▶ [How to complete this task] Go from the first line below to the one with "- Display a" and print each line exactly.

----- Materials provided

PR #717, opened 2022-07-06
Support Linear line segments, add linear section to interactive docs

hannahli2010:
- Add `Linear` as option in `BezierHandles` enum
- Support `Linear` line segments in the existing functions
- Rewrite `derivative` to return an optional `Bezier` (`Linear` ones return `None`)
- Display a section for linear lines in the interactive docs
  - Add functionality to customize which degree of curves are shown per example
  - Refactor `drawBezier` function to handle line segments

### DIFF
--- a/bezier-rs/docs/interactive-docs/src/components/BezierDrawing.ts
+++ b/bezier-rs/docs/interactive-docs/src/components/BezierDrawing.ts
@@ -6,15 +6,14 @@ import { BezierCallback, BezierPoint, BezierStyleConfig, Point, WasmBezierMutato
 // Offset to increase selectable range, used to make points easier to grab
 const FUDGE_FACTOR = 3;
 
-const MAP_LENGTH_TO_MUTATOR_INDEX: { [k: number]: number[] } = {
-	2: [0, 3],
-	3: [0, 1, 3],
-	4: [0, 1, 2, 3],
+// Given the number of points in the curve, map the index of a point to the correct mutator key
+const MAP_POINTS_TO_MUTATOR_BY_NUMBER_POINTS: { [k: number]: WasmBezierMutatorKey[] } = {
+	2: ["set_start", "set_end"],
+	3: ["set_start", "set_handle_start", "set_end"],
+	4: ["set_start", "set_handle_start", "set_handle_end", "set_end"],
 };
 
 class BezierDrawing {
-	static indexToMutator: WasmBezierMutatorKey[] = ["set_start", "set_handle_start", "set_handle_end", "set_end"];
-
 	points: BezierPoint[];
 
 	canvas: HTMLCanvasElement;
@@ -44,7 +43,7 @@ class BezierDrawing {
 				y: p.y,
 				r: getPointSizeByIndex(i, points.length),
 				selected: false,
-				mutator: BezierDrawing.indexToMutator[MAP_LENGTH_TO_MUTATOR_INDEX[points.length][i]],
+				mutator: MAP_POINTS_TO_MUTATOR_BY_NUMBER_POINTS[points.length][i],
 			}));
 
 		if (this.createThroughPoints && this.points.length === 4) {
--- a/bezier-rs/docs/interactive-docs/src/components/BezierDrawing.ts
+++ b/bezier-rs/docs/interactive-docs/src/components/BezierDrawing.ts
@@ -1,13 +1,12 @@
 import { WasmBezier } from "@/../wasm/pkg";
+
 import { COLORS, drawBezier, drawPoint, getContextFromCanvas, getPointSizeByIndex } from "@/utils/drawing";
 import { BezierCallback, BezierPoint, BezierStyleConfig, Point, WasmBezierMutatorKey, WasmBezierInstance } from "@/utils/types";
 
 // Offset to increase selectable range, used to make points easier to grab
 const FUDGE_FACTOR = 3;
 
-const MAP_LENGTH_TO_MUTATOR_INDEX: {
-	[k: number]: number[];
-} = {
+const MAP_LENGTH_TO_MUTATOR_INDEX: { [k: number]: number[] } = {
 	2: [0, 3],
 	3: [0, 1, 3],
 	4: [0, 1, 2, 3],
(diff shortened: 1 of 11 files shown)


Androxium (approved):

bezier-rs/docs/interactive-docs/src/utils/drawing.ts
```diff
@@ -95,27 +109,24 @@ export const drawBezier = (ctx: CanvasRenderingContext2D, points: Point[], dragI
...
+		handleEnd = points[1];
+		end = handleEnd;
 	}
-	ctx.stroke();
 
-	if (styleConfig.drawHandles) {
-		drawLine(ctx, start, handleStart, styleConfig.handleLineStrokeColor);
-		drawLine(ctx, end, handleEnd, styleConfig.handleLineStrokeColor);
+	if (points.length === 2) {
+		drawLine(ctx, start, end, styleConfig.curveStrokeColor);
```
RobNadal, line 123: We should adjust the `linewidth` so that the thickness of the linear segment matches the cubic and quadratic beziers.

bezier-rs/lib/src/lib.rs
```diff
@@ -272,52 +307,62 @@ impl Bezier {
...
-			// update the prev point
-			prev_point = *curr_point;
-		}
+		match self.handles {
+			BezierHandles::Linear => self.start.distance(self.end),
+			_ => {
+				// Code example from <https://gamedev.stackexchange.com/questions/5373/moving-ships-between-two-planets-along-a-bezier-missing-some-equations-for-acce/5427#5427>.
+
+				// We will use an approximate approach where
+				// we split the curve into many subdivisions
```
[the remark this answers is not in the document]
hannahli2010: I split it up because the description is the beginning of the implementation, while the comment with the link is referring to the entire function. It didn't seem right to have the in the same section and hence making them appear as tightly coupled comments.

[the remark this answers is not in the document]
Keavon: Just make the two short comment lines into one. The previous comment with the link is fine as-is.

Keavon:
The regression is my fault, I'll fix it later today

hannahli2010:
It's all good! I have a fix and will push soon.

bezier-rs/lib/src/lib.rs
```diff
@@ -272,52 +307,62 @@ impl Bezier {
...
+				// and calculate the euclidean distance between the two endpoints of the subdivision
+
+				let lookup_table = self.compute_lookup_table(Some(LENGTH_SUBDIVISIONS));
```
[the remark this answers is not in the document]
hannahli2010: Hmm, would it be weird that the optional parameter has no effect on the linear case?

bezier-rs/docs/interactive-docs/src/components/BezierDrawing.ts
```diff
@@ -5,6 +5,14 @@ import { BezierCallback, BezierPoint, BezierStyleConfig, Point, WasmBezierMutato
 // Offset to increase selectable range, used to make points easier to grab
 const FUDGE_FACTOR = 3;
 
+const MAP_LENGTH_TO_MUTATOR_INDEX: {
```
Keavon, line 8: Based on its name and looking at it, I really don't have any idea what this does or means. Let's chat about that and pick a name that hopefully can convey more understanding.

bezier-rs/lib/src/lib.rs
```diff
@@ -207,26 +237,30 @@ impl Bezier {
...
 			BezierHandles::Quadratic { .. } => None,
 			BezierHandles::Cubic { handle_end, .. } => Some(handle_end),
 		}
 	}
 
 	/// Get the coordinates of all points in an array of 4 optional points.
+	/// For a linear segment, the order of the points will be: `start`, `end`. The third and fourth elements will be `None`.
 	/// For a quadratic segment, the order of the points will be: `start`, `handle`, `end`. The fourth element will be `None`.
 	/// For a cubic segment, the order of the points will be: `start`, `handle_start`, `handle_end`, `end`.
 	pub fn get_points(&self) -> [Option<DVec2>; 4] {
```
Keavon, line 261: Should this return a slice instead of a fixed-length array of Options?

bezier-rs/lib/src/lib.rs
```diff
@@ -271,53 +306,62 @@ impl Bezier {
...
-		let mut prev_point = lookup_table[0];
-		// calculate approximate distance between subdivision
-		for curr_point in lookup_table.iter().skip(1) {
-			// calculate distance of subdivision
-			approx_curve_length += (*curr_point - prev_point).length();
-			// update the prev point
-			prev_point = *curr_point;
-		}
+	/// - `num_subdivisions` - Number of subdivisions used to approximate the curve. The default value is 1000.
+	pub fn length(&self, num_subdivisions: Option<i32>) -> f64 {
```
Keavon, line 310: I wonder if we could use SIMD for this function?

bezier-rs/docs/interactive-docs/wasm/src/lib.rs
```diff
@@ -78,7 +84,7 @@ impl WasmBezier {
 	}
 
 	pub fn length(&self) -> f64 {
-		self.0.length()
+		self.0.length(None)
 	}
 
 	pub fn compute(&self, t: f64) -> JsValue {
```
Keavon, line 90: What would you think about renaming `compute()` to `evaluate()`? To me, at least, it has a more intuitive meaning. But maybe that's just me.

bezier-rs/lib/src/lib.rs
```diff
@@ -522,6 +571,8 @@ impl Bezier {
 		self.apply_transformation(&|point| point + translation)
 	}
 
+	// TODO: Change this to `intersect(&self, other: &Bezier)` to also work on quadratic and cubic segments
+	// TODO: (or keep this and add two more functions that perform the logic, and make the `intersect` function call the correct one)
 	/// Returns a list of points where the provided line segment intersects with the Bezier curve.
 	/// - `line` - A line segment expected to be received in the format of `[start_point, end_point]`.
```
Keavon, line 577: Something should be written about the case where a segment is colinear with the line and thus has infinite intersection points. (I'd expect there should be zero in that case, if floating point imprecision doesn't make that too difficult.)

bezier-rs/lib/src/lib.rs
TrueDoctor: simd is a bit tricky because you always need a reference to the previous iteration.
Processing this in parallel would likely not yield great results due to the extra overhead.
But we can do lots by improving the algorithm used.
Raph Levien (kurbo author) has a great article on exactly that and has gotten into a lot more details + did benchmarks on this: https://raphlinus.github.io/curves/2018/12/28/bezier-arclength.html

bezier-rs/docs/interactive-docs/src/components/BezierDrawing.ts
hannahli2010: I refactor this logic a little and added a more descriptive comment. Does it help in understanding the purpose of the constant?

bezier-rs/lib/src/lib.rs
hannahli2010: I added a test to ensure that `solve_linear` returns 0 when the line is on the x-axis.

Keavon (approved):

----------

▶ [Output below]
PR #717, opened 2022-07-06
Support Linear line segments, add linear section to interactive docs

hannahli2010:
- Add `Linear` as option in `BezierHandles` enum
- Support `Linear` line segments in the existing functions
- Rewrite `derivative` to return an optional `Bezier` (`Linear` ones return `None`)
- Display a section for linear lines in the interactive docs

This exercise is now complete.